Define tensor made of other tensors in xAct

Question

I'm fairly new to the xAct project for Mathematica, but feel like I understand fairly well how to define an arbitrary tensor using xTensor. My problem is that I want to define a tensor that is composed of other tensors. Specifically, I'm trying to construct an abstract tensor that looks like the following, $\mathcal{H}^{MN}=\left(\begin{array}{cc}g_{ij}-b_{ik}g^{kl}b_{lj}&&b_{ik}g^{kj}\\-g^{ik}b_{kj}&&g^{ij}\end{array}\right)$

This is known as the generalized metric in generalized geometry. Additionally, the indices $M,N$ take values from $1$ to $2D$, while the $i,j$ takes values from 1 to D. The $g_{ij}$ here corresponds to a normal Riemannian metric and the $b_{ij}$ is an antisymmetric matrix. The indices on the generalized metric would be raised and lowered using the O(D,D) invariant metric, $\eta^{MN}=\left(\begin{array}{cc}0&\mathbb{1}\\\mathbb{1}&0\end{array}\right)$.

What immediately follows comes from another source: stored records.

PR #935, opened 2023-10-11
fix(formula): fix lookup functions [PT-186201910]

pjanik:
This PR fixes a bug that I introduced as a part of https://github.com/concord-consortium/codap/pull/932.

`.getDependency` functions should remove the canonical name prefix from IDs. Also, I've reused this function in `evaluateRaw` to reuse this logic there.


kswenson (approved):
👍 Looks good

PR #936, opened 2023-10-11
Handle escaping of single quote strings in formulas

pjanik:
https://www.pivotaltracker.com/story/show/186179035

This PR finally fixes the last missing piece of special character handling: single-quote strings.

This became possible because of the MathJS v11.11.2 fix described here: https://github.com/josdejong/mathjs/issues/3073

However, some additional handling was still required on our side. MathJS doesn't store the type of string constant, whether it's a single-quote or double-quote string. Consequently, we don't know how to escape the given string when converting it from canonical form back to the display form.

That's why the formulaIndexOf helper was added. We take advantage of the fact that there are only two string delimiters available, allowing us to search for both variants, select the one that appears first in the string, and perform the remaining processing based on this result (=> escaping).

### DIFF
--- a/v3/package-lock.json
+++ b/v3/package-lock.json
@@ -19,7 +19,7 @@
         "escape-string-regexp": "^5.0.0",
         "leaflet": "^1.9.4",
         "lodash": "^4.17.21",
-        "mathjs": "^11.11.0",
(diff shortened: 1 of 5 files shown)


kswenson (approved):
👍 Looks good!

PR #937, opened 2023-10-11
feat: add standard deviation and mean absolute deviation (PT-181914408)

emcelroy:
PT Story: https://www.pivotaltracker.com/story/show/181914408

Adds the Standard Deviation and Mean Absolute Deviation graph adornments. The two new adornments are grouped with the Univariate Measures adornments (Mean, Median, Plotted Value).

Changes have been made to the common `UnivariateMeasureAdornmentComponent` to account for features unique to the Standard Deviation and Mean Absolute Deviation. These features are:

1) a shaded rectangle indicating the range
2) two additional lines at the range min and max
3) hover behaviors for the min and max lines (instead of hovering over the mean line in the center of the range to reveal the text tip or label, hovering over the min and max lines reveals the tip or label)


v3/src/components/graph/adornments/univariate-measures/standard-deviation/standard-deviation-adornment-model.ts
```diff
@@ -0,0 +1,31 @@
...
+export const StandardDeviationAdornmentModel = UnivariateMeasureAdornmentModel
+  .named("StandardDeviationAdornmentModel")
+  .props({
+    type: "Standard Deviation",
+    labelTitle: types.optional(types.literal(kStandardDeviationKey), kStandardDeviationKey)
+  })
+  .views(self => ({
+    computeMeasureRange(attrId: string, cellKey: Record<string, string>, dataConfig: IDataConfigurationModel) {
+      const caseValues = self.getCaseValues(attrId, cellKey, dataConfig)
+      return std(caseValues)
```
kswenson, line 18: Have you verified that the MathJS implementation handled edge cases like no cases or only one case the way we would like? That's always the potential downside of delegating to another library.

v3/src/components/graph/adornments/univariate-measures/univariate-measure-adornment-component.tsx
```diff
@@ -87,119 +120,191 @@ export const UnivariateMeasureAdornmentComponent = observer(
...
+        .attr("x1", x1)
+        .attr("x2", x2)
+        .attr("y1", y1)
+        .attr("y2", y2)
+    }, [])
+
+    const addRange = useCallback((
+      range: number, coverClass: string, lineClass: string, valueObj: IValue, coords: ILineCoords
+    ) => {
+      if (!dataConfig || (!isStandardDeviationAdornment(model) && !isMeanAbsoluteDeviationAdornment(model))) return
```
kswenson, line 143: How about adding a property like `hasRange` to the registration or having a view on the model that returns true for `hasRange` so that we don't have to hard-code specific types here?

v3/src/components/graph/adornments/univariate-measures/univariate-measure-adornment-component.tsx
```diff
@@ -87,119 +120,191 @@ export const UnivariateMeasureAdornmentComponent = observer(
...
+
+    const addLabels = useCallback((
+      labelObj: ILabel, measure: IMeasureInstance, textContent: string, valueObj: IValue,
+      plotValue: number, range?: number
     ) => {
+      const labelSelection = select(labelRef.current)
+      const labelCoords = measure.labelCoords
+      const activeUnivariateMeasures = adornmentsStore?.activeUnivariateMeasures
+      const adornmentIndex = activeUnivariateMeasures?.indexOf(model) ?? null
+      const topOffset = activeUnivariateMeasures.length > 1 ? adornmentIndex * 20 : 0
```
kswenson, line 201: Can we have a named constant for the magic number 20?

v3/src/components/graph/adornments/univariate-measures/univariate-measure-adornment-component.tsx
```diff
@@ -87,119 +120,191 @@ export const UnivariateMeasureAdornmentComponent = observer(
...
+    }, [adornmentsStore?.activeUnivariateMeasures, classFromKey, containerId, handleEndMoveLabel, handleMoveLabel,
+        highlightCovers, highlightLabel, measureSlug, model, xCellCount, xScale])
+
+    const addTextTip = useCallback((plotValue: number, textContent: string, valueObj: IValue, range?: number) => {
+      const selection = select(valueRef.current)
+      const textId = generateIdString("tip")
+      const textClass = clsx("measure-tip", `${measureSlug}-tip`)
+      let x = isVertical.current ? xScale(plotValue) / xCellCount + 5 : (plotWidth - plotWidth/2) / xCellCount
+      if (range && isVertical.current) x = x + range
+      let y = isVertical.current ? 50 : yScale(plotValue) / yCellCount - 5
```
kswenson, line 242: Named constants for some of these magic numbers?

kswenson (changes requested):
👍 Looks good -- just a few suggestions

v3/src/components/graph/adornments/univariate-measures/univariate-measure-adornment-component.tsx
emcelroy: @kswenson I tried exactly that first, but there was a problem. I think for this particular instance, we can actually drop the adornment type check since it's also done in `addLineCoverAndLabel` before that function calls `addRange`. Still, if I add a `hasRange` property to the `UnivariateMeasureAdornmentModel`, set it to false by default, and set it to true on the SD and MAD adornment models, the code below will return the error `Property 'computeMeasureRange' does not exist on type 'IUnivariateMeasureAdornmentModel'.`

```
const measureRange = attrId && model.hasRange
  ? model.computeMeasureRange(attrId, cellKey, dataConfig)
  : undefined
```
I couldn't figure out another way to make it work other than to use `isStandardDeviationAdornment` and `isMeanAbsoluteDeviationAdornment` instead. Are you aware of a straightforward way to make the `hasRange` check work the way we'd want it to? Maybe adding a default `computeMeasure` view to `UnivariateMeasureAdornmentModel` that returns `NaN` or `undefined` is a reasonable option?

v3/src/components/graph/adornments/univariate-measures/standard-deviation/standard-deviation-adornment-model.ts
emcelroy: @kswenson I believe so. It seems to match V2's behavior. With no cases, no univariate adornments will appear (except for Plotted Value) when their options are checked. With one case, the Mean, Median, SD, and MAD will appear but they are all a single line. SD and MAD do not show a range.

v3/src/components/graph/adornments/univariate-measures/univariate-measure-adornment-component.tsx
kswenson: Add a `hasRange` view to `UnivariateMeasureAdornmentModel` that returns `false`.

v3/src/components/graph/adornments/univariate-measures/univariate-measure-adornment-model.ts
```diff
@@ -48,12 +49,16 @@ export const UnivariateMeasureAdornmentModel = AdornmentModel
     },
     get isUnivariateMeasure() {
       return true
+    },
+    computeMeasureRange(attrId: string, cellKey: Record<string, string>, dataConfig: IDataConfigurationModel) {
+      // derived models should override if they have a range
+      return undefined
+    },
+    computeMeasureValue(attrId: string, cellKey: Record<string, string>, dataConfig: IDataConfigurationModel) {
```
emcelroy, line 57: Note that I made this a view instead of an action. Even in the individual "sub adornment" models, `computeMeasureValue` doesn't set or change any model properties, and is already defined as a view, not an action.

v3/src/components/graph/adornments/univariate-measures/mean-absolute-deviation/mean-absolute-deviation-adornment-model.ts
```diff
@@ -10,6 +10,7 @@ export const MeanAbsoluteDeviationAdornmentModel = UnivariateMeasureAdornmentMod
   .named("MeanAbsoluteDeviationAdornmentModel")
   .props({
     type: "Mean Absolute Deviation",
+    hasRange: true,
```
kswenson, line 14: Make this a view that returns `true` rather than a property -- there's no reason to store it in the model/document given that it never changes.

kswenson (approved):
👍 Looks good -- just one suggestion to make `hasRange` be views rather than properties since there's no reason to store them.

v3/src/components/graph/adornments/univariate-measures/mean-absolute-deviation/mean-absolute-deviation-adornment-model.ts
emcelroy: Ah, OK 👍

PR #938, opened 2023-10-11
fix: undo slider creation

kswenson:
Guarantees that creating a slider can be undone/redone in a single step and that no MST warnings are generated.

- Adds `MobXAutorun` class for managing a MobX `autorun` that is automatically uninstalled when the underlying MST model it is monitoring is destroyed.
- Adds `isAliveSafe()` function which is like MST's `isAlive()` but accepts `undefined`, which precludes the need to type `if (someModel && isAlive(someModel))`.
- I/we have said that `isAlive()` (or `isAliveSafe()`) should not be used as a standard control flow mechanism, but rather as a means to detect situations in which we haven't handled model destruction appropriately and log a warning, for instance. It turns out, however, that due to the vagaries of the `observer` implementation, there doesn't seem to be a mechanism for detecting model destruction and preventing invalid model access from a React component wrapped in `observer`, so that appears to be a case in which `isAlive()` or `isAliveSafe()` is required.

### DIFF
--- a/v3/src/components/axis/hooks/use-sub-axis.ts
+++ b/v3/src/components/axis/hooks/use-sub-axis.ts
@@ -1,6 +1,5 @@
 import {BaseType, drag, format, ScaleLinear, select, Selection} from "d3"
 import {reaction} from "mobx"
-import {isAlive} from "mobx-state-tree"
 import {MutableRefObject, useCallback, useEffect, useMemo, useRef} from "react"
 import {transitionDuration} from "../../data-display/data-display-types"
 import {AxisBounds, AxisPlace, axisPlaceToAxisFn, AxisScaleType, otherPlace} from "../axis-types"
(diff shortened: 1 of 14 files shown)


v3/src/components/axis/hooks/use-sub-axis.ts
```diff
@@ -350,8 +351,8 @@ export const useSubAxis = ({
 
   // update d3 scale and axis when axis domain changes
   useEffect(function installDomainSync() {
-    const disposer = autorun(() => {
-      const _axisModel = axisProvider.getAxis?.(axisPlace)
+    const mobXAutorun = new MobXAutorun(() => {
+      const _axisModel = axisProvider?.getAxis?.(axisPlace)
       if (_axisModel && isAlive(_axisModel)) {
```
emcelroy, line 356: Probably not important, but could you use `isAliveSafe` here? Change the line to `if (isAliveSafe(_axisModel)) {`?

emcelroy (approved):
Looks good 👍 I just left on question about a possible change in a comment. I don't think it's critical.

Once these changes are merged into `main` should we generally favor using `MobXAutorun` over `autorun`?

v3/src/components/axis/hooks/use-sub-axis.ts
kswenson: Good catch -- I wrote this part before I added `isAliveSafe()` and never revisited. I'll make the change.

kswenson:
> Once these changes are merged into `main` should we generally favor using `MobXAutorun` over `autorun`?

`reaction`s/`autorun`s that access MST models probably should default to `MobXAutorun` and `MobXReaction`. I've been converting them as I encounter them while debugging undo/redo issues but you should be able to tell which ones are likely to be problems by inspection.

PR #939, opened 2023-10-12
chore: refactor autorun/reaction wrappers

kswenson:
I originally implemented these wrappers as classes because I thought I needed the MobX `disposer` property to be stored in an instance member of the class so that I could prevent it from being called twice, once by the internal MST model disposer and once by the external client, by setting it to `undefined` once it had been called. @pjanik was right, however, that the same thing can be accomplished with a function that makes use of an internal closure variable and the resulting API seems simpler, so I'm making the change.


pjanik (approved):
Looks good 👍

PR #940, opened 2023-10-12
fix: undo create graph

kswenson:
Use `mstReaction` to prevent access to defunct models from `reaction`s in the graph code when undoing/redoing the creation of a graph tile.


bfinzer (approved):
👍🏻LGTM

From the xAct documentation, it isn't clear to me how (or even if) it is possible to abstractly define this using the built-in functions. Any tips or references to useful information would be much appreciated!

Answer 1

In this case, there can be several ways of doing what you want. My way of doing this is to define separately the tensors in different vbundles and then using a MakeRule to define how you write $\cal{H}^{MN}$ in terms of the other tensors. Here is an example of a small code which achieves this:

DefManifold[M, 2 D, IndexRange[a, m]]
DefTensor[H[a, b], M4, Symmetric[{a, b}]]

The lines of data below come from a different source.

PR #941, opened 2023-10-12
fix: Adornments not always rendered for all subplots (PT-186164083)

emcelroy:
PT Story: https://www.pivotaltracker.com/story/show/186164083

This corrects an issue where adornments sometimes weren't appearing in all relevant subplots. The problem seemed to only arise when there was a single numeric attribute on either the x or y axis, and then categorical attributes on the top split and right split. It stemmed from the `setCellKey` action's index calculation for associating the correct right-split category with the cell. It didn't account for all the possible configurations that could affect that calculation.

While making these changes, I also made `setCellKey` a view instead of an action since it doesn't actually set anything, and then changed its name to `generateCellKey` to clarify that it doesn't set anything.

### DIFF
--- a/v3/src/components/graph/adornments/adornment-models.ts
+++ b/v3/src/components/graph/adornments/adornment-models.ts
@@ -63,16 +63,8 @@ export const AdornmentModel = types.model("AdornmentModel", {
     },
     get isUnivariateMeasure() {
       return false
-    }
-  }))
-  .actions(self => ({
-    setVisibility(isVisible: boolean) {
-      self.isVisible = isVisible
     },
-    updateCategories(options: IUpdateCategoriesOptions) {
-      // derived models should override to update their models when categories change
-    },
-    setCellKey(options: IUpdateCategoriesOptions, index: number) {
+    generateCellKey(options: IUpdateCategoriesOptions, index: number) {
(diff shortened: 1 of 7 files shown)


v3/src/components/graph/adornments/adornment-models.ts
```diff
@@ -63,45 +63,53 @@ export const AdornmentModel = types.model("AdornmentModel", {
...
-  }))
-  .actions(self => ({
-    setVisibility(isVisible: boolean) {
-      self.isVisible = isVisible
     },
-    updateCategories(options: IUpdateCategoriesOptions) {
-      // derived models should override to update their models when categories change
-    },
-    setCellKey(options: IUpdateCategoriesOptions, index: number) {
+    generateCellKey(options: IUpdateCategoriesOptions, index: number) {
```
kswenson, line 67: What about `getCellKey` or even just `cellKey`? 🤷

kswenson (approved):
👍 Looks good

v3/src/components/graph/adornments/adornment-models.ts
emcelroy: I'm going to go with `cellKey`. I think that makes sense. Thanks.

PR #943, opened 2023-10-13
Add tests of numericFnFactory, numericMultiArgsFnFactory, and all the arithmetic functions

pjanik:
[Develop testing pattern for non-aggregate formula functions #186245948](https://www.pivotaltracker.com/story/show/186245948)

This PR is related to https://github.com/concord-consortium/codap/pull/942, but I'm opening it separately because it's the first time I've added unit tests for the actual functions.

There are a couple of options on how to approach this, but the pattern with `math.compile` and `math.evaluate` with a basic object literal scope seems to be quite clean. These tests are close to real unit tests, and there's no need to involve a custom MathJS scope (which can be tested separately). Each of the arithmetic functions tests slightly overlaps with the tests of the helper functions (handling arrays and non-numeric values). However, it's easy to do and requires only a few lines of code, so I believe it's still worth keeping this pattern (even to test whether the function actually uses the helpers or equivalent logic). If someone needs to add new functions, testing them should be straightforward as well.

Aggregate and semi-aggregate functions will require more work since they depend on our custom MathJS features. So, I'll either need to initialize it in these tests or provide some mocks. I'll leave that for later.

I also considered semi-integration tests (still written in Jest) where we use `DataSet`, `MathJSScope`, and `FormulaManager` to perform complete tests. However, these tests might be limited to just one function from each group (e.g., one arithmetic, one aggregate, etc.). Writing such tests for each new function could be tedious, and the tests would be much slower.

Also, the formula-fn-registry should be divided into smaller parts, and some helpers are spread across various files and could probably be regrouped. I'm planning to refactor all the formula files and perform some cleanup, but I'll address this cleanup work separately.

### DIFF
--- a/v3/src/models/data/formula-fn-registry.test.ts
+++ b/v3/src/models/data/formula-fn-registry.test.ts
@@ -24,7 +24,7 @@ describe("numericMultiArgsFnFactory", () => {
   const fn = (valueA: number, valueB = 0) => valueA + valueB
   const numericFn = numericMultiArgsFnFactory(fn, { numOfRequiredArgs: 1 })
 
-  it("returns a function that applies the specified function to a multiple numeric values", () => {
+  it("returns a function that applies the specified function to multiple numeric values", () => {
     const result = numericFn(10, 20)
     expect(result).toBe(30)
   })
--- a/v3/src/models/data/formula-fn-registry.test.ts
+++ b/v3/src/models/data/formula-fn-registry.test.ts
@@ -1,0 +1,210 @@
+import { UNDEF_RESULT, numericFnFactory, numericMultiArgsFnFactory, math } from "./formula-fn-registry"
+
+describe("numericFnFactory", () => {
+  const fn = (value: number) => value * 2
+  const numericFn = numericFnFactory(fn)
+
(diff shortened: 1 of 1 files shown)


v3/src/models/data/formula-fn-registry.test.ts
```diff
@@ -0,0 +1,210 @@
...
+    const result = numericFn([1, 2, "3", "4", "five", "", UNDEF_RESULT])
+    expect(result).toEqual([2, 4, 6, 8, UNDEF_RESULT, UNDEF_RESULT, UNDEF_RESULT])
+  })
+})
+
+describe("numericMultiArgsFnFactory", () => {
+  const fn = (valueA: number, valueB = 0) => valueA + valueB
+  const numericFn = numericMultiArgsFnFactory(fn, { numOfRequiredArgs: 1 })
+
+  it("returns a function that applies the specified function to a multiple numeric values", () => {
```
kswenson, line 27:
```suggestion
  it("returns a function that applies the specified function to multiple numeric values", () => {
```

kswenson (approved):
👍 Nice!

PR #5095, opened 2026-06-20
Instrumentor debug

blumamir:

Fixes: CORE-1272

Debugging instrumentor in vsc used to work, but it's not anymore. This PR fixes it so we can run the instrumentor locally and debug it with breakpoints and all that jazz.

After defining the main manifold, where the generalized metric lives, you have to define two different vbundles which I called "first" and "second" for lack of better names. Note the AIndex they have, this is important, with that you always know with which one you are dealing.

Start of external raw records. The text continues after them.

PR #5106, opened 2026-06-23
CORE-00: add encoding to mock destination, configurable

natyharary:

Add encoding to mock destination, configurable.

```release-note
NONE
```

### DIFF
--- a/collector/exporters/mockdestinationexporter/config.go
+++ b/collector/exporters/mockdestinationexporter/config.go
@@ -14,10 +14,10 @@ import (
 type EncodingType string
 
 const (
-	// EncodingNone skips serialization entirely (the default, cheapest behavior).
-	EncodingNone EncodingType = "none"
-	// EncodingProto serializes telemetry to OTLP protobuf bytes, like most real destinations.
+	// EncodingProto serializes telemetry to OTLP protobuf bytes, like most real destinations. Default.
 	EncodingProto EncodingType = "proto"
+	// EncodingNone skips serialization entirely
+	EncodingNone EncodingType = "none"
 	// EncodingJSON serializes telemetry to OTLP JSON bytes.
 	EncodingJSON EncodingType = "json"
 )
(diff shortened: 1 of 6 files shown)


collector/exporters/mockdestinationexporter/config.go
```diff
@@ -10,6 +10,18 @@ import (
...
 )
 
+// EncodingType controls how the exporter serializes telemetry before "sending" it.
+type EncodingType string
+
+const (
+	// EncodingNone skips serialization entirely (the default, cheapest behavior).
+	EncodingNone EncodingType = "none"
+	// EncodingProto serializes telemetry to OTLP protobuf bytes, like most real destinations.
+	EncodingProto EncodingType = "proto"
```
blumamir, line 18: I suggest to make this the default, to make it more realistic

collector/exporters/mockdestinationexporter/exporter.go
```diff
@@ -41,17 +41,44 @@ func (e *MockDestinationExporter) Capabilities() consumer.Capabilities {
...
 }
 
 func (e *MockDestinationExporter) ConsumeLogs(ctx context.Context, logs plog.Logs) error {
+	switch e.config.Encoding {
+	case EncodingProto:
+		e.discardEncoded((&plog.ProtoMarshaler{}).MarshalLogs(logs))
+	case EncodingJSON:
+		e.discardEncoded((&plog.JSONMarshaler{}).MarshalLogs(logs))
+	}
 	return e.mockExport(ctx)
```
blumamir: discard the encoded bytes only after `mockExport` returns, so it matches what "real" exporters are doing

blumamir (approved):
approved but added suggestions to make it more accurate and better mock what real exporters are doing

collector/exporters/mockdestinationexporter/config.go
natyharary: Done

collector/exporters/mockdestinationexporter/exporter.go
natyharary: Also done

DefVBundle[first, M4, D, {i1, j1, k1, l1, m1, n1}]
DefVBundle[second, M4, D, {i2, j2, k2, l2, m2, n2}]

Also, the numbers allow you to identify which part of the matrix you are dealing with (eg. if you write H[i1,j2] you are referring to the first "line", second "columm" of $\cal{H}^{MN}$). Now you have to define what you call $g_{ij}$ (with inverse $g^{ij}$). In this case you have to define two different tensors, otherwise xTensor will complain about not having the indices in the right positions. This will become clearer later.

DefTensor[g1[i1, j1], M4, Symmetric[{i1, j1}]]
DefTensor[g2[i2, j2], M4, Symmetric[{i2, j2}]]

Thus the tensor g1[i1,j1] with upper indices is meant to represent the $g_{ij}$ with lower indices. It is complicated I know, but I had not found any better way. After that you define the antisymmetric tensor $b_{ij}$.

DefTensor[B[-a, -b], M4, Antisymmetric[{-a, -b}]]

And define the rules:

MakeRule[{H[i1, j1], g1[i1, j1] - B[i1, -k2] g2[k2, l2] B[-l2, j1]}]
MakeRule[{H[i1, j2], B[i1, -k2] g2[k2, j2]}]
MakeRule[{H[i2, j1], -B[-k2, j1] g2[i2, k2]}]
MakeRule[{H[i2, j2], g2[i2, j2]}]

And you can also define them all together in a big rule. About using the invariant $O(D,D)$ metric, this is a bit harder to implement automatically, but I hope this helps.